Fresh Risk Factors Emerge
The fundamental backdrop for equities has grown more complicated this week. We have seen a broad recovery over the last few weeks in line with the weakening trend in global COVID-19 numbers which is leading many countries to begin easing lock-downs or planning to do so. With attention now turning to the “next phase” of the battle against the virus (as many political leaders are calling it) hopes for a return to more normal economic conditions have been lifting sentiment.
However, at the same time, other risk factors have emerged which are providing a counter-weight to this optimism, namely concerns over US/China relations and US/Iran relations. The US has returned to publicly blaming China for its poor handling of the virus. There have even been accusations, including from the president himself, that China started the virus in a lab and, as such, the US is now threatening to take financial action against China. This is raising concerns over the prospect of a return to the trade war conditions which dogged the global economy over the last two years.
At the same time, there are fears of a potential conflict between the US and Iran as the two countries continue to trade aggressive rhetoric. The US has condemned Iran for a recent military satellite launch and is pushing to have the UN arms embargo n the country extended beyond October. With frequent stand-offs between US and IRGC navy operations in the Gulf there is a fear that the tensions will spill over into conflict, creating a further drag on risk appetite.
DAX (Neutral, Bullish above 11308.6)
From a technical viewpoint. The DAX failed to break back into the bullish channel, retested last week and has since turned lower. However, price is still holding above the 10268.16 level support, keeping the near term bias neutral for now. Bulls will need to see price break back above the 11308.86 yearly S1 to regain upside momentum.
S&P500 (Bearish below 2884.50)
From a technical viewpoint. The S&P failed at the retest of the broke bullish channel and has since fallen below the 2884.50 level. Market is showing signs of interim topping here and while price holds below this level, the S&P is at risk of a further move lower to the yearly S1 at 2685 first.

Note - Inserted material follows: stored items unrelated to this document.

PR #11548, opened 2022-06-14
Manually updated doc conf.py copyright.

kathatherine:
### Checklist - did you ...

### DIFF
--- a/docs/source/conf.py
+++ b/docs/source/conf.py
@@ -86,7 +86,7 @@ master_doc = "index"
 
 # General information about the project.
 project = "conda"
-copyright = "2017, Anaconda, Inc"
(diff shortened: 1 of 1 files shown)


jezdez:
Updating the copyright line is an anti-pattern that we shouldn't follow as it indicates the first year of when the document was created (in this case when the documentation was first written and published) and denotes the start of the automatic copyright period (different in various jurisdictions), the Berne Convention applies.

A lot more details can be found here: https://matija.suklje.name/how-and-why-to-properly-write-copyright-statements-in-your-code and of some examples from big corporations speaking publicly about this: https://opensource.google/documentation/reference/copyright

PR #11560, opened 2022-06-20
Update Dockerfile + ci-images flow to build multi arch images

dbast:
### Description

This is done to have linux/aarch64 conda-ci images, which perform better on Apple M1 machines compared to the linux/amd64 images.

The other images (linux/ppc64le, linux/s390x) we basically get for free and prove that the whole tooling is consistently available on all 4 linux platforms.

Once the multi-arch image is published it can be also used during the ci flow to e.g. run a short smoke test on all the non native platforms via emulation.

### Checklist - did you ...


Dockerfile
```diff
@@ -1,17 +1,28 @@
...
+    if [ "${UNAME_M}" = "x86_64" ]; then \
+        MINICONDA_URL="https://repo.anaconda.com/miniconda/Miniconda3-${CONDA_VERSION}-Linux-x86_64.sh"; \
+    elif [ "${UNAME_M}" = "s390x" ]; then \
+        MINICONDA_URL="https://repo.anaconda.com/miniconda/Miniconda3-${CONDA_VERSION}-Linux-s390x.sh"; \
+    elif [ "${UNAME_M}" = "aarch64" ]; then \
+        MINICONDA_URL="https://repo.anaconda.com/miniconda/Miniconda3-${CONDA_VERSION}-Linux-aarch64.sh"; \
+    elif [ "${UNAME_M}" = "ppc64le" ]; then \
+        MINICONDA_URL="https://repo.anaconda.com/miniconda/Miniconda3-${CONDA_VERSION}-Linux-ppc64le.sh"; \
+    fi && \
+    wget --quiet $MINICONDA_URL -O ~/miniconda.sh && \
```
jezdez, line 20: This inline shell script is worth abstracting into a script in `dev/linux/`, like `bootstrap.sh` or something. Maybe just pass `UNAME_M` and the `/opt/conda` as parameters?

jezdez (approved):
Neat!

Sidenote: I wish we'd have a Windows Docker setup using the servercore or nanocore image to do the same on Windows :-/

Dockerfile
dbast: Updated the Dockerfile to use built-in args instead of uname and added lots of  comments to make it more clear how the multi-platform stuff works. 

I personally prefer to have the platform/arch related if/else statement within the Dockerfile to have all the important multi-arch related information directly visible on one screen (still less than 100 LOC) without switching files.

dbast:
yay, all green :)

Had to remove pre-commit in tests/requirements.txt as not available for s390x... that can potentially be moved back after somebody converts the pre-commit-feedstock in conda-forge to be noarch (that should be possible with the right arguments). pre-commit anyway runs via the pre-commit-ci service with auto-commit and does not rely on the conda-ci containers.

@jezdez Regarding your windows container note: what would you expect from windows containers, just more speed? That should be also possible by 1. not installing miniconda (it is pre-installed on all public osx, linux, windows github action runners, [see](https://github.com/actions/virtual-environments/blob/main/images/win/scripts/Installers/Install-Miniconda.ps1)) and 2. using the [cache action](https://github.com/actions/cache) with a good cache key, e.g. `key: ${{ runner.os }}-${{ matrix.python-version }}-${{ hashFiles('test\requirements') }}-${{ hashFiles('dev\windows\setup.bat') }}-${{ DAY_OF_WEEK }}`

Dockerfile
jezdez: > Updated the Dockerfile to use built-in args instead of uname and added lots of comments to make it more clear how the multi-platform stuff works.

This is good, serves the same purpose of making it configurable and not a big blob of script in Dockerfile.

> I personally prefer to have the platform/arch related if/else statement within the Dockerfile to have all the important multi-arch related information directly visible on one screen (still less than 100 LOC) without switching files.

Makes sense, thanks for the comments, this works nicely!

jezdez:
> yay, all green :)
> 
> Had to remove pre-commit in tests/requirements.txt as not available for s390x... that can potentially be moved back after somebody converts the pre-commit-feedstock in conda-forge to be noarch (that should be possible with the right arguments). pre-commit anyway runs via the pre-commit-ci service with auto-commit and does not rely on the conda-ci containers.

FTSE (Bullish above 5771.9)
From a technical viewpoint. The FTSE reversed just shy of testing VWAP last week and has fallen back below the rising trend line from year to date lows. However, price is currently trading back above the monthly pivot 5771.9 and while this level holds, a continuation higher remains in store.
NIKKEI (Bullish above 19076.1)
From a technical viewpoint. The NIKKEI has broken down through the rising trend lie from 2020 lows after retesting the yearly S1 at 20434.6. However, while prices holds above the 19076.1 level, further upside remains in view. Below here, however, the monthly S1 at 18280.5 will be the next target.